Wednesday, August 15, 2007

I stand out in the backyard. I feel little stings on my feet and look down. Black ants are biting me.

I hook up the spinning Elmo sprinkler. It does not spin. The Bug is uncertain. However, he is also very into washing cars. He sits on his big wheel. His legs are only long enough for his toes to reach the pedals, so he pushes his feet along the ground, steering toward the cascade of water. Water dots up his legs and belly. The big front wheel gets soaked. The Bug is naked, and tentative. He observes it a long time. He seems to be deciding upon a plan of attack.

A fly lights on my foot and I shriek. It didn't look like a fly at first. Feeling foolish, I mess with Elmo, wrestle with him until he spins like he's supposed to. It's a flimsy, cheap spin, but it means The Bug has to consider all new things.

On Saturdays, men come to my house and take care of my yard. Every four weeks I give the main guy a check. They are thorough and kind. My yard is small and beautifully kept. There is a small white peach tree in the corner. Many of the peaches fell and were worked over slowly by snails and other disgusting creeping things. After three days or so, the rotting things would be only brown seeds. I tried to clean them all up once, but Mister Aran said that was just the way of things. The fruit falls. The bugs eat it. The seeds bust open and grow new trees. I didn't want to think about it.

*

Last night in the car I had a moment. I was feeling fine. A little roughed up from sparring, but fine. I had a vague notion of getting into Mister Aran's pants as we drove home. He was coming home late from work and I knew he was tired.

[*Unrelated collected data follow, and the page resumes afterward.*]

PR #1176, opened 2025-11-27
makefile: update codespell ignore word list

luzpaz:
Updated codespell dictionary to include additional terms (to avoid false positives) + alphabetized them


luzpaz:
soft bump

PR #1177, opened 2025-11-28
Support rgba64 in lift_gamma_gain

ddennedy:


src/modules/plus/filter_lift_gamma_gain.c
```diff
@@ -60,12 +66,49 @@ static void refresh_lut(mlt_filter filter, mlt_frame frame)
...
+        self->blut = malloc(256 * sizeof(uint8_t));
+
+        if (!self->rlut || !self->glut || !self->blut) {
+            mlt_log_error(MLT_FILTER_SERVICE(filter), "Failed to allocate 8-bit LUTs\n");
+            free(self->rlut);
+            free(self->glut);
+            free(self->blut);
+            self->rlut = NULL;
+            self->glut = NULL;
+            self->blut = NULL;
```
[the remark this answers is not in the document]
ddennedy: wrong

src/modules/plus/filter_lift_gamma_gain.c
```diff
@@ -194,23 +301,50 @@ static int filter_get_image(mlt_frame frame,
...
+        error = refresh_lut(filter, frame, *format);
+        if (!error) {
+            private_data *self = (private_data *) filter->child;
+            sliced_desc desc;
+            desc.filter = filter;
+            desc.image = *image;
+            desc.format = *format;
+            desc.width = *width;
+            desc.height = *height;
+            desc.rlut = self->rlut;
```
bmatherly, line 335: I do not think it is sufficient to protect the pointer copy with the mutex. A thread could free the pointers while another thread is still using the pointer copies. The allocated memory should be protected whenever it is in use.

I recommend an rwlock so that all threads reading the lut will be completed before it can be changed.

https://pubs.opengroup.org/onlinepubs/007904975/functions/pthread_rwlock_destroy.html

ddennedy: Another option is to extend the service lock to cover `mlt_slices_run_normal()`. This filter probably does not need frame threading, and that is simpler. What do you think?

bmatherly: Your change to move the lock resolves my concern about unprotected data. I do not have a preference between frame/slice threading. maybe the slice threading is better because it will reduce the latency to deliver a frame in real-time applications

bmatherly (approved):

Halfway there, I thought of abandoned babies. You never know, until you watch from the outside, how much work it is just to grow. Kids are hard workers. Babies have just spent nine months coming from nothing but two microscopic cells. They do it all themselves. Us women are just their house and food. We're not creating their little hearts and things; they are.

I went to Colorado and The Bug got sick. Fevers worse than ever before. He laid on my lap lengthwise, his head on my knees, and fitfully napped. His skin was red and it burned my fingers to touch him. I fed him droppers full of Pedialyte while he slept. His mouth was open, his lips cracked, and he breathed fast. His chest was tiny. His lungs underneath working hard. His whole body fighting. I wept.

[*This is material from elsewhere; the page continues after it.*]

PR #1179, opened 2025-12-03
Fix #1178 background image scaling in gpsgraphic filter

### LINKED ISSUE #1178: GPS Graphic filter: wrong scaling of background image
**Describe the bug**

In the car last night I thought of the babies. We tend to think of the mothers of the babies, in these instances. How could she do that? we wonder. But last night I thought of what it is, to be enclosed and growing, in the dark, to finally come out into the cold and open your eyes to the fuzzy world, then to be left in a dumpster to die. Your last breaths full of garbage smell. Your body fighting to breathe. Your tiny stomach cramping. Starving to death. Crying at first, then stopping.

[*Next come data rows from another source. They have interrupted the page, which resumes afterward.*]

PR #1185, opened 2025-12-14
Replace strptime with portable code

jlskuz:
This change removes the usage of `strptime`, because it is not portable (not supported by MinGW and MSVC). We only use it for the GPS filters which use Qt anyways hence we can use QDateTime instead.

For quality assurance during the port I wrote tests for `DatetimeXMLstring_to_mseconds`. This is the first test for code that is not part of the framework. Hence some refactoring of CMake code was required.


bmatherly:
The strptime.c file is there to provide the function for toolchains that do not have it. We are currently compiling it with Mingw. Can you explain more why it is not working for you?

It is convenient that you can replace it with QT functions. But that won't help future uses that might need the same functionality in a different module that does not have access to QT.

I do not think the unit test is necessary since the implementation is such a simple wrapper around QT functions.

Did you know that we have a different implementation in producer.c which uses sscanf?
https://github.com/mltframework/mlt/blob/master/src/framework/mlt_producer.c#L1222
Maybe we could unity all the date parsing functions so that we are not maintaining multiple.

jlskuz:
> The strptime.c file is there to provide the function for toolchains that do not have it. We are currently compiling it with Mingw. Can you explain more why it is not working for you?

Yes with MinGW it works so far, however with MSVC (which I am aiming for) the code in `strptime.c` does not compile due to an error related to `tzname`. It probably isn't too hard to fix, but my idea was to replace it with something that works cross-plattform and avoids custom implementations instead of creating further hacks.

> But that won't help future uses that might need the same functionality in a different module that does not have access to QT.

That is right, but my focus was on the present and what I saw was only one user in the Qt module. If you both prefer to keep it, I can find a different solution, but keeping something for the uncertain future just in case does in my opinion not make sense.

> Did you know that we have a different implementation in producer.c which uses sscanf?
https://github.com/mltframework/mlt/blob/master/src/framework/mlt_producer.c#L1222
Maybe we could unity all the date parsing functions so that we are not maintaining multiple.

I did not know that and will check it out. Unifying similar implementations does certainly sound like a good idea.

> I do not think the unit test is necessary since the implementation is such a simple wrapper around QT functions.

Let's discuss this after we have a decision on the general direction and know whether we keep the Qt implementation.

_nb. my general goal is to have as little platform specific code as possible. Unfortunately the usage of POSIX features makes that hard, but in some cases it is hardly avoidable given that MLT is for most parts is a C project and not a C++ project._

ddennedy:
> with MSVC (which I am aiming for)

When I was writing the last release notes, I was uncertain about the current status of this. I wrote the vague "Various changes to work with MSVC compiler." Can you comment about this please? Does it compile and basically run yet using most modules that default to ON?

jlskuz:
> When I was writing the last release notes, I was uncertain about the current status of this. I wrote the vague "Various changes to work with MSVC compiler." Can you comment about this please? Does it compile and basically run yet using most modules that default to ON?

No, it doesn't yet. With my recent two patches and this patch it builds with all modules disabled. My roadmap is:
- get this patch merged (or a different one solving the issue)
- Add CI for MSVC and all modules disabled
- Enable modules one by one and fix issues as they appear
- Start to test this at runtime and fix runtime issues

ddennedy:
I appreciate both perspectives, and I like the introduction of tests for the modules..

> does not compile due to an error related to tzname

You just added
```c
#ifdef _MSC_VER
#define strncasecmp _strnicmp
#define strcasecmp _stricmp
#endif
```

It looks to me like you could have added
```c
#define tzset _tzset
#define tzname _tzname
```

> keeping something for the uncertain future just in case does in my opinion not make sense.

I am pessimistic there is much need to parse date strings in a multimedia processing framework, which explains why it is confined to this recently added GPS in the Qt module. So, I lean towards replacing it with Qt; it makes much sense to use that in a Qt module. Please fix the merge conflict.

I thought, all that work! Last night The Bug took out all our shoes, counting. "One shoe. Two shoes. Three shoes. Four shoes." He lined them all up. He can name Thomas and all his thousand or so friends. For what? It takes so much work just to get to two. So much must be learned. Bones growing whole inches in a few weeks. Brains and relationships developing. So much. For what? For what? It is too easy to die.

*

In my backyard today, The Bug is loved. The kids on my block are loved, as far as I can tell. While I wash my car in the driveway, boys gather to discuss rules to a game that seems to be like tag, but with a ball that has a handle. I think you become "It" when you get bopped with it. But that's where the simplicity ends. The "It" guy can only see his opponents when they move. They can only be still for ten seconds. They count out loud. The game stops often for foul calls and more in-depth discussions of the rules, rule amendments. Then it's game on again.